Drop the amount of broth -- or better yet, use a concentrate. You can go with a home made glace, or use something like a product like Better than Buillon.

The only sweetener you're using is apple juice. If you want to stick with natural (more or less) juices, add a cup of white grape juice. If you're worried about your butter ratio (which is very, very high already), add an additional stick of butter.

Your seasoning profile appears rather dull to me. It needs some herbal complexity (sage, rosemary, whatever) and a little heat.

For the heat, while it's not all that common in 'q, you might want to think about white pepper. It's more or less colorless, and generally sold pulverized. If white pepper doesn't sound appealing, just use cayenne or hot sauce. You won't use enough to discolor the meat.

My practice is to cook an injection solution long enough to blend all the flavors, then strain so that it passes through the needle easily. The extra time and straining allow the use real of real onions, real garlic, herbs, etc.

In any case, these sorts of things usually require a lot of tasting and experimentation. Don't expect solid gold your first time out.

If you are thinking about competition, the best advice I can give you is not to stray out of the envelope.
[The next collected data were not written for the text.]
PR #1770, opened 2020-07-30
Updated keyboard, codepages and regional settings

rderooy:
Update README.md to reflect recent changes to the code.

This would ideally be applied when a new release is made, to reflect the release version.

### DIFF
--- a/README.md
+++ b/README.md
@@ -334,53 +334,49 @@ URL: https://github.com/yksoft1/dosbox-x-vanilla-sdl/tree/emscripten (look for c
 International keyboard layouts and codepages
 --------------------------------------------
 
-DOSBox, and by extension, DOSBox-X was developed around
-the US keyboard layout.
-This is primarily due to limitations around SDL1. SDL is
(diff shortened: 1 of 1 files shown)


Wengier:
@rderooy I appreciate the updates, but I think the section ("International keyboard layouts and codepages") should probably be moved to the Wiki instead, which is the actual DOSBox-X user guide.

rderooy:
@Wengier I had thought of that. It was simply because README.md already had a section on keyboards that I kept it.

I was actually thinking on a "Input" page on the wiki, handling keyboards, mice and joysticks. But that will not be done in the next few days, so I would suggest to add this commit for now, and then for the next round, when that page will hopefully exist, it can be removed from README.md.

Wengier:
@rderooy I think you can mention the country auto-detection with “country=0” too, although it only works on Windows, and I don’t know if the detection is 100% reliable.

Wengier:
@rderooy I have already created a DOSBox-X regional settings page in the DOSBox-X Wiki:

PR #1771, opened 2020-07-31
Move guide on keyboard layout and region settings from README.md to user guide in Wiki

Wengier:
I have already created a new "Guide:Regional settings in DOSBox‐X" page in the DOSBox-X Wiki for customizing the regional settings in DOSBox-X, so I am removing the duplicate content from the section "International keyboard layouts and codepages"/"Regional settings" of the README.md file. Also change the reference to "Alt+Enter" key to the "Host+F" key in the comment of the dosbox-x.reference.conf file because the latter (not the former) is the shortcut for toggling between fullscreen mode in DOSBox-X.


Wengier:
The new Wiki page on DOSBox-X regional settings is available from the following URL. It already has more content than the one in README.md, but it can still be further expanded.

Wengier:
I have added a menu (under "Main") to enable or disable the existing mouse wheel movements to arrow feature.

PR #1777, opened 2020-08-02
Fix load state

Wengier:
I have noticed that commit 5bcab09 ("Fix VS2019 compiler warnings") broke the save state feature because of type mismatch in the file opl.cpp and dbopl.cpp. This fix brings the save and load state feature back working. It will also save and display the timestamps for the saved states.

### DIFF
--- a/CHANGELOG
+++ b/CHANGELOG
@@ -1,7 +1,9 @@
 0.83.4
   - Fixed loading saved states in fullscreen mode with
-    the "aspect=true" setting. The timestamp for the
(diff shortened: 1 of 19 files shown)


joncampbell123:
@Wengier  Ready for me to merge?

Since I'm almost two days late I think it's time to make a build tonight.

Or, do you need me to wait to finish your changes?

Wengier:
@joncampbell123 I think it is ready for be merged now. It is already past mid-night in my location, so please go ahead to make a build.

PR #2823, opened 2021-08-21
SVN commits

Allofich:
https://sourceforge.net/p/dosbox/code-0/4462/ - Skipped because it is unnecessary for DOSBox-X. (I tested and the debugger window can be resized without issue on Windows 10)
https://sourceforge.net/p/dosbox/code-0/4463/ - In this PR
https://sourceforge.net/p/dosbox/code-0/4464/ - Already in DOSBox-X
https://sourceforge.net/p/dosbox/code-0/4465/ - In this PR

### DIFF
--- a/CHANGELOG
+++ b/CHANGELOG
@@ -28,6 +28,9 @@
     done in video BIOS.
     - Implement mouse driver function 0x27, fixes
     Alive - Behind the Moon.
+    - Add log message for unusual cases where an
+    executable unsafely places its initial stack outside
+    the memory block.
 0.83.16
   - Release notes for this version:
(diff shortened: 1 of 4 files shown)


joncampbell123:
Ha, I love it: https://sourceforge.net/p/dosbox/code-0/4462/

DOSBox-X way of dealing with terminal resize: Use the width and height, decide where debug windows go, call newwin() appropriately.

DOSBox SVN way of dealing with terminal resize: Uh, well, if the terminal window is too small, newwin() returns NULL, causes a segfault, and besides it messes up the console. Let's hack the console window to make it non-resizeable :facepalm:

Judges want quality, and _hate_ originality. On the other hand, if this is for catering, you might want to get a little more original. My impression of Southern Illinois though is that you don't have a lot more leeway than you would in comp. You know your guests better than I do though.

Finally, turkeys are one thing and chicken another. If you're using whole chickens, or pieces including wings and legs, it makes more sense to brine than to inject. Of course, you lose the butter. But, I smoke a reasonable number of turkeys in the course of a year, and, in my experience, they don't need additoinal fat. Brining and proper smoking technique are enough to insure a moist bird.

Good luck,
BDL


----------



## bbq roadshow (Nov 27, 2008)

Extra Spices and Herbs is what I am looking for. Does the White Grape Juice much different then the Apple Juice? Should the butter be drawn? What about a touch (1/4 Teaspoon)of Powdered Mustard?


----------



## marmalady (Apr 19, 2001)

Why don't you want any color in the solution? Agree with BDL, your marinade needs more flavor, and there aren't many herbs/spices that will give you that without adding some color.


----------



## bbq roadshow (Nov 27, 2008)

The reason for not wanting much color is to keep from having needle tracks in the meat. I added 1/4 teaspoon of Mustard, White Pepper, Thyme, and Cilantro in a test BBQ yesterday. I agree it did not add enough flavor. The moisture content of the finish product was lower then when I use a commercial marinade with apple juice. Work in progress.


----------



## boar_d_laze (Feb 13, 2008)

I don't think you can get cilantro into an injection without transferring some color.  Since you don't really want to cook cilantro too much, you're going to have to use your blender to get it into the injecting fluid.  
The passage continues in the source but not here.